• **Task inputs**:
PR #3696, opened 2023-06-29
[master] ZIL-5298: add connection timer and make reconnection time configurable

yaron-zilliqa:
## Description

Added the following (optional) constants:
* CONNECTION_TIMEOUT_IN_MS
* RECONNECT_INTERVAL_IN_MS

The reconnection timer is initially used to enforce a timeout before invoking async_connect.

## Backward Compatibility

### Implementation

- [x] **ready for review**

- [ ] local machine test

- [ ] small-scale cloud test

### DIFF
--- a/src/common/Constants.cpp
+++ b/src/common/Constants.cpp
@@ -494,9 +494,9 @@ const unsigned int MAX_WHITELISTREQ_LIMIT{
 const unsigned int SENDJOBPEERS_TIMEOUT{
     ReadConstantNumeric("SENDJOBPEERS_TIMEOUT", "node.p2pcomm.")};
 const unsigned int CONNECTION_TIMEOUT_IN_MS{
-    ReadConstantNumeric("CONNECTION_TIMEOUT_IN_MS", "node.p2pcomm.", 60000)};
+    ReadConstantNumeric("CONNECTION_TIMEOUT_IN_MS", "node.p2pcomm.", 30000)};
 const unsigned int RECONNECT_INTERVAL_IN_MS{
-    ReadConstantNumeric("RECONNECT_INTERVAL_IN_MS", "node.p2pcomm.", 5000)};
+    ReadConstantNumeric("RECONNECT_INTERVAL_IN_MS", "node.p2pcomm.", 2500)};
 
 // PoW constants
 const bool FULL_DATASET_MINE{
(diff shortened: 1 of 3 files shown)


chetan-zilliqa (commented):
@yaron-zilliqa , thanks for the PR.
I understand that we set `wait_timer` before connecting so that we can timeout and reconnect after connecting the timer expiry.

can you help to verify my understanding and let me know the behaviour in both scenarios ?

**Scenario 1) The connect takes ~2 minutes(Socket unreachable) before returning connection timeout:**  If the node returns after 60 seconds connect time as it tries to reconnect, however, there are two conditions -
`    if (!CheckAgainstBlacklist()  || ExpiredOrDone()) { return;}`

`CheckAgainstBlacklist` would return true as the node is not blacklisted, but `ExpiredOrDone `would be true(> 5) so it won't perform reconnect attempt. 
**Scenario 2) The connect takes ~1 second (Process down) and returns with ec(connection timeout immediately) :** If the node returns after 1 second, `OnConnected` would return ec code(connection timeout) which means the node is relaxed blacklisted. do the node retry in this case ? If not, I think we would need to check allow_relaxed_blacklist  in `CheckAgainstBlacklist`  function and return such that we allow the node to reconnect.

yaron-zilliqa:
> **Scenario 1) The connect takes ~2 minutes(Socket unreachable) before returning connection timeout:** If the node returns after 60 seconds connect time as it tries to reconnect, however, there are two conditions - ` if (!CheckAgainstBlacklist() || ExpiredOrDone()) { return;}`
> 
> `CheckAgainstBlacklist` would return true as the node is not blacklisted, but `ExpiredOrDone `would be true(> 5) so it won't perform reconnect attempt.
Why would ExpiredOrDone return true simply after 5 seconds? It will return true for a timeout after std::max(5000u, TX_DISTRIBUTE_TIME_IN_MS * 3 / 4). So a minimum of 5 seconds but the expiry would be TX_DISTRIBUTE_TIME_IN_MS * 3 / 4 which I believe is quite a few minutes.

>**Scenario 2) The connect takes ~1 second (Process down) and returns with ec(connection timeout immediately) :** If the node returns after 1 second, `OnConnected` will return ec code(connection timeout) and it will try one more reconnection attempt before marking the node as relaxed blacklisted. do the node retry in this case? If not, we would need to check allow_relaxed_blacklist in `CheckAgainstBlacklist` function and return such that we allow the node to reconnect.
> 
> I think we would need to set m_expiry to a larger duration say (3 minutes).
If async_connect returns immediately, the the code works as it always has. The change isn't meant to address this, but only a timer for the async_connect phase in case it takes a very long time.

Steve-White-UK (approved):
LGTM

PR #3706, opened 2023-07-04
[master] Preserve msg_fallback_handler in the chain of scilla calls

bzawisto:
## Description
Msg fallback handler should be kept as set in scillaCall2 no matter how many indirect scilla invocations we have before a msg is sent to evm contract.

## Backward Compatibility

### Implementation

- [x] **ready for review**

- [ ] local machine test

- [ ] small-scale cloud test


rrw-zilliqa (approved):
Looks good to me :-)

PR #3721, opened 2023-07-12
[master] Added check for correct files in home directory

lucac-zilliqa:
installme.sh requires that the contents of docs/setup/ are copied into the home directory before being executed.

This change adds a check for the files in the directory and will print a message if not and exit.

The first condition checks whether the executing script is located in the home directory. If the script can be executed elsewhere as long as the other files are in the home directory, then we can remove this check.

The second and third check for the presence of setenv.sh and runlocaldev.sh in the home directory.


rrw-zilliqa (approved):
Clunky, but LGTM :-) - thank you!

PR #3727, opened 2023-07-18
Added additional tests to check edge cases

lucac-zilliqa:
Added additional tests for the Otterscan APIs to test for the edge cases brought up in ZIL-5306 and ZIL-5307. 

Additional questions: When should I use the `Parrelizer` class instead of the basic `ethers.getContractFactory`? I also created a contract with `signed` being undefined. What is the default `Signer` value here?


rrw-zilliqa (approved):
Looks good to me :-)

PR #3730, opened 2023-07-26
[master] Added transactionCount field to fullblock object

lucac-zilliqa:
Added a simple line that adds this new field.

Question: I see that in the above function `GetBlockDetails`, it gets the transaction count using `txBlock.GetHeader().GetNumTxs()`. Does this have any performance benefits over `transactions.size()`?


JamesHinshelwood (approved):

JamesHinshelwood:
> Question: I see that in the above function GetBlockDetails, it gets the transaction count using txBlock.GetHeader().GetNumTxs(). Does this have any performance benefits over transactions.size()?

In theory they're different numbers, but you would hope they are always consistent. In both cases all you're doing is reading an integer from a known position on the stack, so the performance impact of both will be minimal (and might even be zero after compilation and optimisation).

n-hutton (approved):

• **What you need to do**: Given the data above, transcribe exactly the lines from the one containing "PR #3727, opened 2023-07-18" down to the one containing "Added additional tests for", and no others.

• **Reply**:
PR #3727, opened 2023-07-18
Added additional tests to check edge cases

lucac-zilliqa:
Added additional tests for the Otterscan APIs to test for the edge cases brought up in ZIL-5306 and ZIL-5307. 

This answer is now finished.